Question: If a belongs to the set of real numbers and z= x+ iy, then show that \[z\bar z + 2\left( {z + \bar z...

Question

If a belongs to the set of real numbers and z= x+ iy, then show that $z\bar z + 2\left( {z + \bar z} \right) + a = 0$ , represents a circle.

Answer 1

Solution

Hint: In this question use z = x + iy in order to find $\bar z$ which will be $\bar z = \overline {x + iy}$ . Substitute the values in the given equation and simplify, compare it with general equation of circle ${\left( {x - g} \right)^2} + {\left( {y - f} \right)^2} = {\left( r \right)^2}$ where g and f are the center of the circle and r is the radius.

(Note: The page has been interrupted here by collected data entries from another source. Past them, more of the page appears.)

PR #1019, opened 2026-06-30
QuickPUNCH should run from clears now instead of polarized

jmbhughes:
This is the last step for getting the new QuickPUNCH products out the door.

PR #1088, opened 2026-07-22
Add QuickPUNCH code to v0l-prod

jmbhughes:
It was approved in #1019 for main so this takes care of putting it in prod.


jmbhughes:
pre-commit.ci autofix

Complete step-by-step answer:
Given complex equation
$z\bar z + 2\left( {z + \bar z} \right) + a = 0$ ........................... (1), where $a \in R$
We have to show that this equation represents a circle.
Proof –
Now it is given that $z = x + iy$
So the conjugate of z is $\bar z$ .
So the value of z conjugate is $\bar z = \overline {x + iy}$ (so expand this according to conjugate property we get)
$\Rightarrow \bar z = x - iy$
Now substitute the values of z and $\bar z$ in equation (1) we have,
$\Rightarrow \left( {x + iy} \right)\left( {x - iy} \right) + 2\left( {x + iy + x - iy} \right) + a = 0$
Now simplify the above equation we have,
$\Rightarrow {x^2} + ixy - ixy - {i^2}{y^2} + 4x + a = 0$
Now as we know in complex $\left[ {\sqrt { - 1} = i \Rightarrow {i^2} = - 1} \right]$ so substitute this value in above equation we have,
$\Rightarrow {x^2} - \left( { - 1} \right){y^2} + 4x + a = 0$
Now simplify the above equation we have,
$\Rightarrow {x^2} + {y^2} + 4x + a = 0$
Now add and subtract by a square of half the coefficient of x to make a complete square in x.
$\Rightarrow {x^2} + {y^2} + 4x + a + {\left( {\dfrac{4}{2}} \right)^2} - {\left( {\dfrac{4}{2}} \right)^2} = 0$
$\Rightarrow {x^2} + 4x + 4 + {y^2} = 4 - a$
$\Rightarrow {\left( {x + 2} \right)^2} + {y^2} = {\left( {\sqrt {4 - a} } \right)^2}$
Now comparing with standard equation of circle which is given as ${\left( {x - g} \right)^2} + {\left( {y - f} \right)^2} = {\left( r \right)^2}$ where (g, f) and r represents the center and the radius of the circle respectively.
So the above equation represents the circle with center (-2, 0) and radius $r = \sqrt {4 - a}$
The equation of circle only holds when $\left( {4 - a} \right) > 0$ or a < 4.
Otherwise the radius of the circle becomes imaginary.
So the given complex equation represents a circle.
Hence proved.

Note: The complex equation of circle can also be represented in form of $\left| {z - {z_0}} \right| = R$ where ${z_0}$ is the center of the circle and R is the radius.
It is always advised to remember the general equation of a circle as it helps solving a lot of problems of this kind. In taking conjugate the iota $i$ changes sign from positive to negative or negative to positive.